# drop down der extra klasse ?



## xamunrax (6. Mai 2002)

hi, 

ich will ein drop down Fenster machen wo ich aber in die erste zeile ganz normal reinschreiben kann, so ähnlich wie die Adress-leiste im explorer, nur das in den unteren zeilen nicht der text steht den ich mal geschrieben hab sondern ein definierter text ...

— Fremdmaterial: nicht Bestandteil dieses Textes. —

PR #188, opened 2019-11-25
Fix a calloc bug

aqjune:
Let calloc successfully initialize.

`Pointer::Pointer(const Memory &m, const char *var_name)` was creating a non-local pointer, and it was incorrectly used by Memory::memset.
Similar thing was happening in memcpy as well.


aqjune:
The bug found by @Dongjoo-Kim

PR #190, opened 2019-11-26
nullptr_is_used should consider undef pointer too

aqjune:
This PR addresses about 20 "Assertion `!memory_unused()' failed." error from LLVM unit tests.

nullptr_is_used should consider undef pointer because undef pointer is pointing to a null block.


aqjune:
LLVM unit tests failure: 242 -> 226

PR #197, opened 2019-12-01
Optimize encoding of bytes by widening it if possible

aqjune:
A good place to start is transform.cpp, which calculates the new constant bits_byte.
This is written in conservative manner in the sense that if GEP or non-local pointers are met, bails out

LLVM unit tests is running


nunoplopes:
Didn't check the patch carefully, but just a quick comment: you need to check alignment in operations as well, otherwise a 2-byte access may be unaligned and hit 2 memory locations. I would conservatively downgrade those cases to 8-bits byte.

aqjune:
No diff in LLVM unit test failure
Timeout: almost no diff (2141 -> 2143); maybe larger tests are needed to see its effect?

util/compiler.cpp
```diff
@@ -61,4 +61,12 @@ uint64_t divide_up(uint64_t n, uint64_t amount) {
   return (n + amount - 1) / amount;
 }
 
+uint64_t gcd(uint64_t n, uint64_t m) {
```
nunoplopes: uhm, there are more standard algorithms for this, such as: https://en.wikipedia.org/wiki/Greatest_common_divisor#Euclid's_algorithm

tests/alive-tv/undef.ll
```diff
@@ -0,0 +1,7 @@
+define i8* @f(i8 %a) {
```
nunoplopes: it seems this file committed by accident

ir/value.cpp
```diff
@@ -26,6 +27,15 @@ void Value::fixupTypes(const Model &m) {
   type.fixup(m);
 }
 
+bool Value::isInt(int64_t &i) const {
```
nunoplopes: please sort this in the same order as in the header (ie move this up)

tools/transform.cpp
```diff
@@ -379,6 +383,46 @@ static void calculateAndInitConstants(Transform &t) {
...
+        return gcd(align, util::divide_up(ity->bits(), 8));
+      else if (auto fty = dynamic_cast<const FloatType *>(value_ty))
+        return gcd(align, fty->bits() / 8);
+      else if (dynamic_cast<const PtrType *>(value_ty))
+        return gcd(align, bits_size_t / 8);
+      // Aggregate types should consider padding
+      return UNKNOWN;
+    }
+
+    if (dynamic_cast<const BinOp *>(&inst) ||
```
nunoplopes: I think it would be clearer if all the no access instructions would be moved up.

tools/transform.cpp
```diff
@@ -379,6 +383,46 @@ static void calculateAndInitConstants(Transform &t) {
...
+    if (auto st = dynamic_cast<const Store *>(&inst)) {
+      value_ty = &st->getValue()->getType();
+      align = st->getAlign();
+    } else if (auto ld = dynamic_cast<const Load *>(&inst)) {
+      value_ty = &ld->getType();
+      align = ld->getAlign();
+    }
+
+    if (value_ty) {
+      if (auto ity = dynamic_cast<const IntType *>(value_ty))
```
nunoplopes: value_ty->bits() should work for all types, incl pointers

tools/transform.cpp
```diff
@@ -419,6 +465,13 @@ static void calculateAndInitConstants(Transform &t) {
           has_int2ptr |= conv->getOp() == ConversionOp::Int2Ptr;
           has_ptr2int |= conv->getOp() == ConversionOp::Ptr2Int;
         }
+
+        auto accsz = get_access_size(I);
+        if (accsz != NO_ACCESS){
+          min_access_size = accsz == UNKNOWN ? 1 :
+              (min_access_size == UNKNOWN ? accsz :
+                                            gcd(min_access_size, accsz));
```
nunoplopes: to simplify this, you could set UNKNOWN to 1, since that's the alignment when unknown, and set min_access_size to some max alignment, say 512. GCD will take care of bringing that down (it's all powers of 2, so it's fine).

tools/transform.cpp
```diff
@@ -432,7 +485,23 @@ static void calculateAndInitConstants(Transform &t) {
 
   // TODO
   bits_for_offset = 64;
-  bits_size_t = 64;
+
+  // size of byte
+  if (num_nonlocals != 1 || t.src.getType().isPtrType())
+    // Be conservative, run when there are unescaped local blocks only.
```
nunoplopes: what's the problem with functions returning pointers or with global variables or with pointer inputs?
If all memory accesses are aligned, it would be UB if the program receives an unaligned ptr that is dereferenced. So I don't see why this restriction is needed?

ir/memory.cpp
```diff
@@ -16,14 +16,14 @@ namespace {
 // A data structure that represents a byte.
 // A byte is either a pointer byte or a non-pointer byte.
 // Pointer byte's representation:
```
nunoplopes: uhm, comment with seeing the rest of the file: if we expand to multi-byte, then multiple offset bytes may appear in a memory cell.
I don't think it's possible to mix multiple bids because otherwise a single load would access parts of multiple pointers.
We need, however, ranges of byte offsets when going multi-byte?

aqjune: The range is set to be [offset * byte_size, offset * (byte_size+1) - 1) in this PR.
ex) the offset 0 means bytes 0 ~ 3'th byte of the pointer.

tools/transform.cpp
aqjune: Pointer's bits() returns bits_bid + bits_offset (which is 80), so does not work here.

tools/transform.cpp
aqjune: Yes, you're right. This part had to be deleted.

util/compiler.cpp
aqjune: This implements the algorithm :) with additional process when n < m & slightly optimize when n % m is already zero.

so für alle die es nicht verstanden haben hier ein kleines beispiel:

<select value="bla">
<option> HIER SOLL MAN GANZ NORMAL REINSCHREIBEN </option>
<option> HIER NICHT </option>
<option> und hier auch nicht</option>
</select>

-- also zu deutsch die beiden unteren "options felder" sind schon definiert aber das erste soll eine art textfeld sein !




Thx im vorraus...

.:Ra:.


----------



## Christoph (6. Mai 2002)

utopie


----------



## Nuklearflo (6. Mai 2002)

Kann ich mich Hochi nur anschließen.
Das wird mit HTML nicht machbar sein...


----------



## Maniacy (6. Mai 2002)

*teutsch der extra klasse *g**

ääähm jo die beiden ham recht.

Du kannst in HTML nur mit den Formularen arbeiten, die du vorgegeben hast...
Leider kann man sie nich mischen.
MfG
Maniacy


----------



## SirNeo (7. Mai 2002)

So etwas ist nicht möglich wäre schön wenn doch, vielleicht kann man so etwas eher in Flash umsetzten aber bestimmt nicht mit HTML.


----------



## xxenon (9. Mai 2002)

jo, flash empfehle ich generell für ausgefallene formulare... man hat damit 1. viel mehr möglichkeiten als zb mit css und 2. schauts auch überall gleich aus und man kanns schön integrieren...

greets, xxenon

ps. ansonsten könnteste noch eben nen html-klon mit sgml schreiben, der das kann ^^


----------



## gremmlin (9. Mai 2002)

wofür brauchst du das denn?

viel. kann mans ja anders lösen...


----------